Answer with one figure only, the number of lines below in which "EvenOdd" occurs.
* * * * *
PR #776, opened 2026-07-13
chore(inbox): overlay bottom sheet + branding bell, position & web-parity actions

mahmoud-elmorabea:
Reworks the Android Visual Inbox drop-in overlay to a native Material3 bottom sheet with a branding-driven bell (dynamic SVG + fallback), branding bell position, and web-parity message actions (openUrl/openDeeplink/performAction/dismiss), mirroring the iOS overlay.

---

> [!NOTE]
> **Medium Risk**
> Touches public Compose API, navigation/intents, and action-resolution semantics (stricter behavior parsing); overlay UX changes from side panel to bottom sheet may affect integrators.
> 
> **Overview**
> Reworks the Android Visual Inbox **drop-in overlay** from a custom scrim + slide-out side panel to a **Material3 `ModalBottomSheet`**, aligned with the iOS sheet experience. The floating bell now honors branding **corner position**, optional **custom bell SVG** (with crash-safe parse + bundled fallback), and **`unreadIndicator.showAlert`** for the badge.
> 
> **Public API:** `NotificationInboxView` adds an optional **`onDismissRequest`** so hosts can close their own sheet when a message navigates away; the binary API dump reflects this.
> 
> **Message actions (web/iOS parity):** Resolution is a strict **`data.behavior`** switch (`openUrl`, `openDeeplink`, `performAction`, `dismiss`) using **`data.action`** (legacy `data.url` fallback) and **`data.name`** for the host listener—no URL-scheme guessing. **`openDeeplink`** is now handled by the SDK (host app first, then external), with manifest **`queries`** for http(s) `VIEW` so `resolveActivity` works on API 30+. Successful **openUrl/openDeeplink** (and host-handled nav actions) **dismiss the sheet**; failed opens leave it open.
> 
> Adds **Material3** dependency, updates the default bell drawable, expands unit/Robolectric tests, and switches the **kotlin_compose** sample to **`NotificationInboxOverlay()`** instead of a manual bell + sheet.
> 
> <sup>Reviewed by [Cursor Bugbot](https://cursor.com/bugbot) for commit 8bdc890fe3177583ab7b09cd6679c516d08cde4b. Bugbot is set up for automated code reviews on this repo. Configure [here](https://www.cursor.com/dashboard/bugbot).</sup>

### DIFF
--- a/messaginginbox/src/main/java/io/customer/messaginginbox/InboxBellIcon.kt
+++ b/messaginginbox/src/main/java/io/customer/messaginginbox/InboxBellIcon.kt
@@ -1,0 +1,112 @@
+package io.customer.messaginginbox
+
+import androidx.compose.foundation.Canvas
+import androidx.compose.runtime.Composable
+import androidx.compose.ui.Modifier
+import androidx.compose.ui.geometry.Offset
+import androidx.compose.ui.graphics.Color
+import androidx.compose.ui.graphics.Path
+import androidx.compose.ui.graphics.PathFillType
+import androidx.compose.ui.graphics.drawscope.scale
+import androidx.compose.ui.graphics.drawscope.translate
+import androidx.compose.ui.graphics.vector.PathParser
+import kotlin.math.min
+
+/**
+ * Renders a pre-built branding bell glyph ([InboxBellSvg.BellArt]) — the workspace's configured
+ * `patterns.inbox.floatingIcon.svg`, parsed once into a combined even-odd path — scaled-to-fit the
+ * target size (aspect preserved) and filled with [tint].
+ *
+ * The art is built (and validated) up front by [InboxBellSvg.buildArt]; callers pass the result only
+ * when non-null and fall back to the bundled drawable otherwise, so a malformed SVG never reaches
+ * here. Only `<path d>` geometry + `viewBox` are honored (presentation attributes are ignored — the
+ * bell is a single tinted silhouette).
+ */
+@Composable
+internal fun InboxBellIcon(
+    art: InboxBellSvg.BellArt,
+    tint: Color,
+    modifier: Modifier = Modifier
+) {
+    Canvas(modifier = modifier) {
+        val scale = min(size.width / art.width, size.height / art.height)
+        // Center the scaled artwork in the target rect.
+        val left = (size.width - art.width * scale) / 2f
+        val top = (size.height - art.height * scale) / 2f
+        translate(left = left, top = top) {
+            scale(scaleX = scale, scaleY = scale, pivot = Offset.Zero) {
+                // Shift the viewBox origin to (0,0) before scaling so a non-zero minX/minY viewBox fits.
+                translate(left = -art.minX, top = -art.minY) {
+                    drawPath(path = art.path, color = tint)
+                }
+            }
+        }
+    }
+}
+
+/**
+ * Branding-SVG bell parsing for [InboxBellIcon]. [parse] is a pure (non-Compose) regex extraction of
+ * the `viewBox` + each `<path>`'s `d`, unit-testable on the JVM. [buildArt] turns that into a
+ * ready-to-draw [BellArt] using Compose's built-in [PathParser] (no third-party dep — unlike iOS,
+ * which vendors a parser); it is crash-safe (see below) and its result is `remember`-cached by the
+ * caller so the SVG is parsed once, not per frame.
+ */
+internal object InboxBellSvg {
+    /** A built, ready-to-draw bell glyph: the combined even-odd [Path] plus its source viewBox. */
+    data class BellArt(
+        val path: Path,
+        val minX: Float,
+        val minY: Float,
+        val width: Float,
+        val height: Float
+    )
+
+    /** Parsed geometry: viewBox origin/size + the `d` string of each `<path>`. */
+    data class Parsed(
+        val minX: Float,
+        val minY: Float,
+        val width: Float,
+        val height: Float,
+        val pathData: List<String>
+    )
+
+    private val VIEW_BOX = Regex("""viewBox\s*=\s*["']\s*([^"']+?)\s*["']""", RegexOption.IGNORE_CASE)
+    private val PATH_D = Regex("""<path\b[^>]*?\bd\s*=\s*["']([^"']+)["']""", setOf(RegexOption.IGNORE_CASE, RegexOption.DOT_MATCHES_ALL))
+
+    /**
+     * Parse [svg], or return null when there is nothing renderable (no `<path d>`). A missing
+     * `viewBox` defaults to a 24×24 box so a bare `<svg><path/></svg>` still fits.
+     */
+    fun parse(svg: String): Parsed? {
+        val pathData = PATH_D.findAll(svg).map { it.groupValues[1].trim() }.filter { it.isNotEmpty() }.toList()
+        if (pathData.isEmpty()) return null
+
+        val box = VIEW_BOX.find(svg)?.groupValues?.get(1)
+            ?.split(Regex("[\\s,]+"))
+            ?.mapNotNull { it.toFloatOrNull() }
+        return if (box != null && box.size == 4 && box[2] > 0f && box[3] > 0f) {
+            Parsed(minX = box[0], minY = box[1], width = box[2], height = box[3], pathData = pathData)
+        } else {
+            Parsed(minX = 0f, minY = 0f, width = 24f, height = 24f, pathData = pathData)
+        }
+    }
+
+    /**
+     * Build a ready-to-draw [BellArt] from raw [svg], or null when it cannot be rendered (no
+     * `<path d>`, or the path data is malformed). [PathParser.parsePathString] THROWS
+     * `IllegalArgumentException` on invalid path commands (e.g. `"M0 0 X1 1"`), so the build is
+     * guarded — a malformed branding SVG falls back to the bundled bell instead of crashing.
+     */
+    fun buildArt(svg: String): BellArt? {
+        val parsed = parse(svg) ?: return null
+        return try {
+            val path = Path().apply {
+                fillType = PathFillType.EvenOdd
+                parsed.pathData.forEach { d -> addPath(PathParser().parsePathString(d).toPath()) }
+            }
+            if (path.isEmpty) null else BellArt(path, parsed.minX, parsed.minY, parsed.width, parsed.height)
+        } catch (ex: Exception) {
+            null
+        }
+    }
+}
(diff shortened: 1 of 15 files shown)


messaginginbox/src/main/java/io/customer/messaginginbox/InboxBellIcon.kt
```diff
@@ -0,0 +1,99 @@
...
+    modifier: Modifier = Modifier
+) {
+    val parsed = remember(svg) { InboxBellSvg.parse(svg) } ?: return
+    Canvas(modifier = modifier) {
+        val path = Path().apply {
+            fillType = PathFillType.EvenOdd
+            parsed.pathData.forEach { d ->
+                // PathParser is robust to malformed data (it stops at the bad token); a fully
+                // unparseable `d` simply contributes nothing rather than throwing.
+                addPath(PathParser().parsePathString(d).toPath())
```
Shahroz16: Could we validate the path data before choosing the branded icon? `canRender()` currently only checks that extraction found a nonempty `<path d>`, while the Compose parser runs later during drawing. I was able to make `<path d="M0 0 X1 1">` pass `canRender()` and then throw `IllegalArgumentException`, so malformed branding could crash instead of using the bundled bell. Would it make sense to parse safely up front, fall back for errors or empty paths, and add an invalid command test? I also could not find the device or Compose test mentioned in the test KDoc, so that coverage note may need updating.

messaginginbox/src/main/java/io/customer/messaginginbox/VisualInboxOverlayState.kt
```diff
@@ -232,34 +233,41 @@ internal class VisualInboxController(
...
         // SDK default navigation (item 12), unless the host handled it.
         val navigation = if (handledByHost) {
             InboxNavigation.None
         } else {
             when (resolution) {
                 is InboxAction.OpenUrl -> InboxNavigation.OpenUrl(resolution.url)
-                is InboxAction.Deeplink -> {
+                // openDeeplink: route through the app's deep-link handling (the overlay resolves the
+                // host app first, then external), mirroring push/in-app deep links.
+                is InboxAction.Deeplink -> InboxNavigation.OpenDeeplink(resolution.url)
```
Shahroz16, line 263: Could we preserve the original `openDeeplink` behavior even when the host listener handles it? Right now that outcome becomes `InboxNavigation.None`, so a host that performs single activity Compose or fragment navigation can leave the SDK sheet over the destination. iOS closes the sheet for the host handled outcome as well. Perhaps the result could carry both the behavior and whether default navigation was suppressed, which would let the overlay dismiss without opening the link twice.

messaginginbox/src/main/java/io/customer/messaginginbox/NotificationInboxOverlay.kt
```diff
@@ -163,120 +167,109 @@ fun NotificationInboxOverlay(
...
+    // so it is composed outside the anchor Box. Gate on canShowChrome too: if the inbox empties while
+    // the sheet is open (dismissing the last message -> Hidden), the sheet closes with the inbox.
+    if (sheetExpanded && canShowChrome) {
+        val sheetState = rememberModalBottomSheetState()
+        ModalBottomSheet(
+            onDismissRequest = { sheetExpanded = false },
+            sheetState = sheetState,
+            shape = RoundedCornerShape(topStart = colors.cornerRadius, topEnd = colors.cornerRadius),
+            containerColor = colors.panelColor,
+            dragHandle = { BottomSheetDefaults.DragHandle() }
```
Shahroz16: Do we need to pass the drag handle explicitly here? Material3 already uses this same handle by default. The captureless lambda also produces the new `ComposableSingletons$NotificationInboxOverlayKt` entry with a hash named getter in `messaginginbox.api`. If we omit the argument, could we remove that generated implementation detail from the public API dump?

messaginginbox/src/main/java/io/customer/messaginginbox/VisualInboxOverlayState.kt
```diff
@@ -353,79 +361,93 @@ internal class VisualInboxController(
...
- * string. Safe casts throughout: a non-object `data` or non-primitive `url` yields null.
+ * Extracts the action value from a Jist action event's data object — the web-schema `data.action`,
+ * falling back to the legacy `data.url` — or null if absent / not a string. Safe casts throughout:
+ * a non-object `data` or non-primitive value yields null.
  */
-private fun actionUrl(event: JistActionEvent): String? =
-    ((event.data as? JsonObject)?.get("url") as? JsonPrimitive)?.contentOrNull
+private fun actionValue(event: JistActionEvent): String? {
+    val data = event.data as? JsonObject ?: return null
+    return (data["action"] as? JsonPrimitive)?.contentOrNull
```
Shahroz16: Could we make these reads explicitly string only? `contentOrNull` also returns text for numeric and Boolean primitives, so a value such as `action: true` can reach navigation as `"true"`, and numeric names or behaviors can reach tracking or resolution. The web parser rejects those shapes. Checking `JsonPrimitive.isString` for action, url, name, and behavior, then adding a couple of malformed field tests, would keep the native contract aligned. We could keep the Boolean and string compatibility for dismiss if that is intentional.

messaginginbox/src/main/java/io/customer/messaginginbox/VisualInboxOverlayState.kt
```diff
@@ -353,79 +361,93 @@ internal class VisualInboxController(
...
+    /** Route [url] through the app's deep-link handling (host app first, then external). Closes the overlay. */
+    data class OpenDeeplink(val url: String) : InboxNavigation
 }
 
 /**
- * Maps a Jist action event to the SDK's [InboxAction]. Determined from the action `name`,
- * `data.behavior` and `data.url`:
+ * Maps a Jist action event to the SDK's [InboxAction] (web parity). Uses a STRICT `data.behavior`
+ * switch, mirroring the iOS overlay's `resolve` — there is deliberately no http/scheme guessing and
+ * no legacy `deeplink`/`newTab` alias, so behavior matches iOS exactly. Value is `data.action`
```
Shahroz16: Could we clarify which legacy forms we intend to support here? This comment says there is no `newTab` alias, but the resolver below accepts one, while web models `newTab` as a Boolean field rather than a behavior. The `OpenUrl` and `Deeplink` comments above also mention URL shape inference even though an absent behavior now becomes `Unknown`. Aligning the comments, tests, and resolver would make the compatibility contract much easier to follow.

Shahroz16 (commented):
Thanks for the native sheet and parity updates. Could we take another look at the inline cases before merging? The focused messaginginbox tests and assembleDebug pass. The only failing tracking migration check appears unrelated because the Robolectric dependency download failed, so a rerun may be enough there?. 

My inline questions are mainly around malformed branding, sheet dismissal after host handled navigation, and a few API and schema cleanup points.

I also verified Cursor’s existing https://github.com/customerio/customerio-android/pull/776#discussion_r3583714491 remains valid. It covers a host owned presentation when the SDK handles the deep link, which is separate from my inline question about host handled navigation in the SDK owned overlay.

messaginginbox/src/test/java/io/customer/messaginginbox/InboxBellSvgTest.kt
```diff
@@ -0,0 +1,78 @@
+package io.customer.messaginginbox
+
+import org.amshove.kluent.shouldBeEqualTo
+import org.amshove.kluent.shouldBeNull
+import org.amshove.kluent.shouldNotBeNull
+import org.junit.Test
+
+/**
+ * Unit tests for [InboxBellSvg] — the pure SVG extraction (viewBox + `<path d>`) used by the
+ * branding bell glyph. Building the actual Path is Compose/`android.graphics`-bound and covered on
```
Shahroz16, line 10: For future improvement, now that `buildArt` catches the parser failure and returns `null`, maybe we should add a regression test that feeds it an invalid command such as `M0 0 X1 1` and verifies the fallback result? This suite currently only exercises `parse`, and I could not find the device coverage mentioned here. A small Robolectric or instrumented test asserting `buildArt(...) == null` would keep the fix from regressing.

Shahroz16 (approved):
Thus cursor bot issue: https://github.com/customerio/customerio-android/pull/776#discussion_r3587588850

and kotlin lint action failure are the only two points left that needs to be tackled before we merge it.

messaginginbox/src/main/java/io/customer/messaginginbox/InboxBellIcon.kt
mahmoud-elmorabea: Fixed — `buildArt` parses safely up front (`runCatching`) and falls back to the bundled bell on malformed path data.

messaginginbox/src/main/java/io/customer/messaginginbox/VisualInboxOverlayState.kt
mahmoud-elmorabea: Fixed — host-handled navigating actions now resolve to `InboxNavigation.Dismiss`, so the sheet closes even when the host performs the navigation (matches iOS).

messaginginbox/src/main/java/io/customer/messaginginbox/NotificationInboxOverlay.kt
mahmoud-elmorabea: Fixed — removed the explicit drag handle; the `ComposableSingletons` entry is gone from the API dump.

messaginginbox/src/main/java/io/customer/messaginginbox/VisualInboxOverlayState.kt
mahmoud-elmorabea: Fixed — reads now guard on `JsonPrimitive.isString` (action/url/name/behavior); added malformed-field tests.

messaginginbox/src/main/java/io/customer/messaginginbox/VisualInboxOverlayState.kt
mahmoud-elmorabea: Fixed — aligned comments/resolver/tests; `newTab` is a boolean (not a behavior) and an absent behavior is `Unknown`.

messaginginbox/src/test/java/io/customer/messaginginbox/InboxBellSvgTest.kt
mahmoud-elmorabea: Done — added `InboxBellArtTest` (Robolectric): malformed path (`M0 0 X1 1`) → `buildArt` returns null.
* * * * *
» **Expected output**: 2